I have a newly installed PC with EndeavourOS where Virtualbox 6.1.14 is installed.
The only box is a W10 1909. The same box was used in the last years on a PC with Ubuntu 16.04.
After switching to EOS I found that the performance of Virtualbox is worse than on Ubuntu. This is really strange, because the new PC is a i3-9100 and the PC before is a i5-3470.
I have checked all logfiles, but I can not see errors or warnings that would guide me to the cause of the problem. Searching the forum did not give me a hint, where I can start my search to troubleshoot this problem.
There is only one 3770K from 2012 (seems better then the new ones) but many 3470 9100.
The difference between i5-3470 and i3-9100T is not big.
And your feeling (I found) is not a recognized unit of measurement.

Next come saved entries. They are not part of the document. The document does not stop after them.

PR #959, opened 2023-10-13
[RHELC-965] Change `UNKNOWN_ERROR` to be more verbose with backup

jochapma:
Converts two UNKNOWN_ERROR instances in package install/remove to use exceptions.CriticalError.

Checklist

### DIFF
--- a/convert2rhel/backup.py
+++ b/convert2rhel/backup.py
@@ -105,7 +105,14 @@ class ChangedRPMPackagesController:
             pkgs_as_str = " ".join(pkgs_to_install)
             loggerinst.debug(output.strip())
             if critical:
-                loggerinst.critical("Error: Couldn't install %s packages." % pkgs_as_str)
+                loggerinst.critical_no_exit("Error: Couldn't install %s packages." % pkgs_as_str)
+                raise exceptions.CriticalError(
+                    id_="COULDNT_INSTALL_PACKAGES",
+                    title="Couldn't install packages.",
+                    description="XXX DESCRIPTION.",
+                    diagnosis="Couldn't install %s packages. Command: %s Output: %s Status: %d"
+                    % (pkgs_as_str, cmd, output, ret_code),
+                )
 
             loggerinst.warning("Couldn't install %s packages." % pkgs_as_str)
             return False
@@ -355,8 +362,6 @@ class RestorableFile:
             except (OSError, IOError) as err:
                 # IOError for py2 and OSError for py3
 
-                # Replace this with loggerinst.critical_no_exit() once that is
-                # written.
                 loggerinst.critical_no_exit("Error(%s): %s" % (err.errno, err.strerror))
                 raise exceptions.CriticalError(
                     id_="FAILED_TO_SAVE_FILE_TO_BACKUP_DIR",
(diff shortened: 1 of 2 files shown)


convert2rhel/backup.py
```diff
@@ -105,7 +105,14 @@ def _install_local_rpms(self, pkgs_to_install, replace=False, critical=True):
...
             if critical:
-                loggerinst.critical("Error: Couldn't install %s packages." % pkgs_as_str)
+                loggerinst.critical_no_exit("Error: Couldn't install %s packages." % pkgs_as_str)
+                raise exceptions.CriticalError(
+                    id_="COULDNT_INSTALL_PACKAGES",
+                    title="Couldn't install packages.",
+                    description="XXX DESCRIPTION.",
+                    diagnosis="Couldn't install %s packages. Command: %s Output: %s Status: %d"
+                    % (pkgs_as_str, cmd, output, ret_code),
+                )
```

The former PC is a i5-3470S to be correct. The main performance is not the processor but the hard drive. I can see with system monitor or iotop that it is lower than 5MB/s. The hard drive is the ID-2 in the list above.
@marteng69
(The only box is a W10 1909)
So does this mean you have Windows 10 on the computer with EndeavourOS installed on virtualbox?
The i3-9100 is as @SGS say’s not much different than the i5-3470 other than it’s memory support for DDR4 2400. The memory is faster but the processor difference is negligible. I do see that Gnome is using twice the ram that my Plasma install is using. You do have 16 GB memory but it’s not always how much memory you have but what processes and or services that are running and tying up the cpu. My suggestion would be to try Xfce. Or even Plasma if you are using it in vbox as you can try what ever you like then.
No, vice versa.
I am running EOS with Gnome and W10 is in the VBox.

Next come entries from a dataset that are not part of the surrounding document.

PR #961, opened 2023-10-16
hotfix/tests/Fix the update-ca-trust.yml

danmyway:
* update to up to date certificates


kokesak (approved):
I would wait for the tests to finish just to make sure that everything works. Otherwise looks good, nice catch @danmyway

danmyway:
For context, the certiifcates were renamed and/or will be deprecated in a near future.
There is a new bundle available, which is being updated regularly.

PR #979, opened 2023-11-02
Refactored applock to have a more robust API.

jochapma:
[RHELC-1124] Refactor ApplicationLock to have a more consistent API

Jira Issues: [RHELC-1124](https://issues.redhat.com/browse/RHELC-1124)

Checklist

- [x ] `[RHELC-]` is part of the PR title 
- [x ] Code and tests are documented properly


convert2rhel/applock.py
```diff
@@ -103,8 +101,28 @@ def _try_create(self):
...
+            return pid == self._pid
+        return False
+
+    def _read_pidfile(self):
+        """Read and return the contents of the PID file.
+
+        :returns: the file contents as an integer, or None if it doesn't exist
+        :raises: ApplicationLockedError if the contents are corrupt
+        """
+        if os.path.exists(self._pidfile):
```
abadger, line 117: Note: To avoid races, it's better to do a `try: except:` around the `open()` rather than check for file existence first.

convert2rhel/applock.py
```diff
@@ -59,15 +59,13 @@ class ApplicationLock:
     def __init__(self, name):
         # Our application name
         self._name = name
-        # Do we think we locked the pid file?
-        self._locked = False
         # Our process ID
         self._pid = os.getpid()
```
abadger, line 63:
```suggestion
        # Our process ID. We save this when the lock is created so it will be consistent even if we check from inside a fork.
        self._pid = os.getpid()
```

convert2rhel/applock.py
```diff
@@ -103,8 +101,28 @@ def _try_create(self):
```
abadger, line 101: Note: the `raise exc` on line  100/98 above would be better as `raise` without the exception object.  On Python3 this won't make a difference but on Python2, the original traceback object is used with `raise` but a new traceback object is generated with `raise exc`, losing the original.

convert2rhel/applock.py
```diff
@@ -129,31 +147,23 @@ def try_to_lock(self, _recursive=False):
...
-
+        pid = self._read_pidfile()
+        if pid == self._pid:
+            return
         if self._pid_exists(pid):
             raise ApplicationLockedError("%s locked by process %d" % (self._pidfile, pid))
         # The lock file was created by a process that has exited;
         # remove it and try again.
         loggerinst.info("Cleaning up lock held by exited process %d." % pid)
         os.unlink(self._pidfile)
```
abadger, line 162: There is a race condition here too, where something else may have already `unlinked` the file so we need to catch the exception.

Also.... I think the race could also mean that self._pidfile might not contain the same pid as we checked with `_pid_exists` (meaning between us reading the pid and `unlinking` the file, another process has unlinked the original and created their new one in its place.) Is there some way to fix that with some combination of counting links to the lockfile, adding one new link to the file, and checking whether the count of links matches how many we think it should at each step of the way?  (And if it doesn't match, having some sort of `time.sleep(random)` before retrying?)  (I'm not sure if there is a way or not.  I think there might be but a quick internet search didn't turn up a recipe so I might be overly optimisitc.  If not, it's probably better to err on the side of telling the user to check whether the lock is stale rather than overwriting the lock).

SpyTec:
@jochapma there's 3 merge commits in the PR. If you can, drop them and rebase with main instead

convert2rhel/applock.py
```diff
@@ -97,14 +108,55 @@ def _try_create(self):
...
+        pid = self._read_pidfile()
+        self._release_pidfile_flock()
+        if pid is not None:
+            return pid == self._pid
+        return False
+
+    def _release_pidfile_flock(self):
+        """Release the advisory file lock we hold on the PID file
+        and close the open file descriptor."""
+        if self._pidfile_fp is not None:
```
r0x0d, line 128:
```suggestion
        if self._pidfile_fp:
```

convert2rhel/applock.py
```diff
@@ -97,14 +108,55 @@ def _try_create(self):
...
 
     @property
     def is_locked(self):
-        """Test whether this object is locked."""
-        return self._locked
+        """Test whether this object was locked by this instance of
+        the application."""
+        pid = self._read_pidfile()
+        self._release_pidfile_flock()
+        if pid is not None:
```
r0x0d, line 121:
```suggestion
        if pid:
```

convert2rhel/applock.py
```diff
@@ -97,14 +108,55 @@ def _try_create(self):
             except OSError as exc:
                 if exc.errno == errno.EEXIST:
                     return False
-                raise exc
```
Venefilyn, line 100: Should we not keep the exception here instead of raising nothing?

convert2rhel/applock.py
```diff
@@ -97,14 +108,55 @@
...
+        If this method does not raise an exception, the
+        _release_pidfile_flock() method must be called to release the
+        advisory lock and close the file.
+
+        :returns: the file contents as an integer, or None if it doesn't exist
+        :raises: ApplicationLockedError if the contents are corrupt
+        """
+        # pylint: disable=consider-using-with
+        try:
+            self._pidfile_fp = open(self._pidfile, "r")
```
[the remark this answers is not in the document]
Venefilyn: File is never closed, we can use `with:` here or explicitly call close

convert2rhel/applock.py
```diff
@@ -97,14 +108,55 @@ def _try_create(self):
...
+            fcntl.flock(self._pidfile_fp, fcntl.LOCK_EX)
+            file_contents = self._pidfile_fp.read()
+            pid = int(file_contents.rstrip())
+            return pid
+        except IOError as exc:
+            # The open() failed because the file exists.
+            # In Python 3 this could be changed to FileNotFoundError.
+            if exc.errno == errno.ENOENT:
+                return None
+            raise
```
Venefilyn, line 156: Same here, we should be raising exception again

convert2rhel/applock.py
```diff
@@ -120,52 +172,59 @@ def _pid_exists(pid):
...
+        doesn't exist, swallow the exception; this avoids spurious
+        errors due to race conditions.
+        """
+        try:
+            os.unlink(self._pidfile)
+        except OSError as exc:
+            # In Python 3 this could be changed to FileNotFoundError.
+            if exc.errno == errno.ENOENT:
+                return
+            raise
```
Venefilyn, line 186: This isn't covered by tests

convert2rhel/applock.py
```diff
@@ -97,14 +108,55 @@ def _try_create(self):
...
+        self._release_pidfile_flock()
+        if pid:
+            return pid == self._pid
+        return False
+
+    def _release_pidfile_flock(self):
+        """Release the advisory file lock we hold on the PID file
+        and close the open file descriptor."""
+        if self._pidfile_fp:
+            fcntl.flock(self._pidfile_fp, fcntl.LOCK_UN)
```
Venefilyn, line 129: What does this do? Comments would be nice

Venefilyn (changes requested):
Overall seems fine, some exceptions being re-raised but not with the same exception. There is a file open that is never closed, which could be an issue

convert2rhel/applock.py
jochapma: We have to leave the file open and close it later explicitly because the file lock is tied to the file descriptor. The file lock is required to plug a race condition in which the pid file is overwritten by another process between the point where we read its contents and unlink it.

jochapma: The bare raise statement reraises the current exception; @abadger requested that I use this idiom.

convert2rhel/applock.py
```diff
@@ -115,57 +140,71 @@ def _pid_exists(pid):
...
+                file_contents = filep.read()
+                pid = int(file_contents.rstrip())
+                if pid == self._pid:
+                    return
+                if self._pid_exists(pid):
+                    raise ApplicationLockedError("%s locked by process %d" % (self._pidfile, pid))
+                # The lock file was created by a process that has exited;
+                # remove it and try again.
+                loggerinst.info("Cleaning up lock held by exited process %d." % pid)
+                self._safe_unlink()
```
Venefilyn, line 187: Could we not reuse the logic of `is_locked()`? Otherwise we might change it in the future on one part and miss the other etc.

jochapma: I was unable to find a way to avoid a race condition in unlink without keeping a file pointer open across multiple methods, which all my reviewers didn't like. So I removed the automatic cleanup; this also has the benefit of simplifying everything considerably, a good idea since this is my last week.

What this does is add another "can't happen" case (if the lock file somehow doesn't get cleaned up), but that can be easily remedied manually.

In the course of doing that, I addressed the `is_locked()` reuse.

Thanks for the ideas. Memory is related to the fact, that I have a lot of services running on that PC (DNS, DHCP, LDAP, NFS, Apache, Maria-DB etc.). All those services have been running on the previous PC too.
EOS Gnome is fine and running like I expect.
W10 in the VBox, especially the hard drive performance is my problem. The W10 Vbox needs more than three minutes for the startup.